火麟飞看见了,伸手,接过药碗,仰头一口灌下。苦得他整张脸都皱起来,但还是咧嘴笑了:“没事,五天够了。”
“够干什么?”百里东君皱眉,“你的伤至少要养半个月。现在出去,就是送死。”
“不出去,也是等死。”火麟飞放下碗,看向叶鼎之,“你说是吧?”
叶鼎之抿紧嘴唇,没说话。
他知道火麟飞说得对。躲在这里,迟早会被找到。天外天要的是火麟飞的赤焰真火和他的圣女血脉,浊清要的是他们的人头去平息“陛下中毒”的风波。这两方都不会罢休。
等,只有死路一条。
“那你说怎么办?”百里东君看向火麟飞。
火麟飞指了指墙上的地图:“主动出击。”
“怎么击?”百里东君不解,“咱们现在加起来不到十个人,对方是几百暗鸦卫,几十个天外天高手,还有浊清在宫里的势力。硬拼,是以卵击石。”

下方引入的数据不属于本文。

PR #4182, opened 2020-02-01
Make disabled firewall rules red instead of grey in dark theme

lindhe:
With this change, in the dark theme, firewall rules are marked with red text instead of light grey. The light grey text had very little contrast to the slightly darker grey background, so it was hard to see. The red text is much more noticeable.

I spent hours yesterday debugging an issue with my network. Turned out that I had disabled some firewall rules, and forgot to turn them back on again. I checked the rules multiple times just to make sure they made sense, but the very slight difference in contrast made me not register that some rules were disabled. I've got perfectly good eye-sight with no color blindness or anything, it was just that the contrast difference was not clear enough for me to register.

I don't think it looks too bad either:
**Old style:**
Old style
**New style:**
New style

- [x] Ready for review

### DIFF
--- a/src/usr/local/www/css/pfSense-dark.css
+++ b/src/usr/local/www/css/pfSense-dark.css
@@ -284,12 +284,12 @@ caption {
 
 .table-striped>tbody>tr.disabled:nth-of-type(odd) {
     background-color: rgba(48, 48, 48, .5);
-    color: rgba(255,255,255,.5);
+    color: rgba(255,55,55,1);
 }
 
 .table-striped>tbody>tr.disabled:nth-of-type(even) {
     background-color: rgba(66, 66, 66, .5);
-    color: rgba(255,255,255,.5);
+    color: rgba(255,55,55,1);
 }
 
 .table-hover>tbody>tr.disabled:hover, .table-striped>tbody>tr.disabled:nth-of-type(odd):hover, .table-striped>tbody>tr.disabled:nth-of-type(even):hover {


jim-p:
Light red on grey background has even worse contrast. At least to my eyes, that is much more difficult to read.

Maybe try changing the background color instead?

lindhe:
Thanks for the input. I haven't had time to try stuff, and quite honestly have no eye for design at all. I have no idea what colors to try. Any suggestions?

rbgarga:
@jdillard can you suggest what color is best to be used in this case?

jdillard:
Would a left border work as a signifier of the status? Here are two options along with code sample (I personally prefer the first, but both are valid):

Screen Shot 2020-09-14 at 3 24 17 PM

For this one, just add the following CSS rule (don't include the font color change rule that is in place now):

```
.table-striped>tbody>tr.disabled>td:first-child {
    border-left: 3px solid #F44336;
    padding-left: 7px;
}
```

Screen Shot 2020-09-14 at 3 23 52 PM

For this one, add the following rule in addition to, and below, the previous CSS rule:

```
.table-striped>tbody>tr:not(.disabled)>td:first-child {
    border-left: 3px solid #4CAF50;
} 
```

lindhe:
That's a huge improvement! Let's go for that, then. Since I'm not very active in this project, it's quite a threshold for me to bring it up again and remember how to change and test things. So either I incorporate this change (which I probably have time for this year), or you can do it and close this PR.

First commit wins. ;)

jdillard:
I added the first rule here: https://github.com/pfsense/pfsense/commit/8774f2c7d9e0d3b77f7a8f71129e60a5b59ac781

It should show up in the next build. Closing this due to the above commit that supersedes this PR.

“谁说要硬拼了?”火麟飞笑了,笑容里带着点狡黠,“咱们玩智取。”
他撑着床沿,慢慢站起身。叶鼎之立刻扶住他胳膊,被他拍了拍手背:“没事,能走。”
他走到地图前,手指点在天启城的位置:“天外天和浊清,现在是盟友。但这个联盟,很脆弱。天外天要的是天门,浊清要的是权力。他们之间,必然有猜忌,有算计。”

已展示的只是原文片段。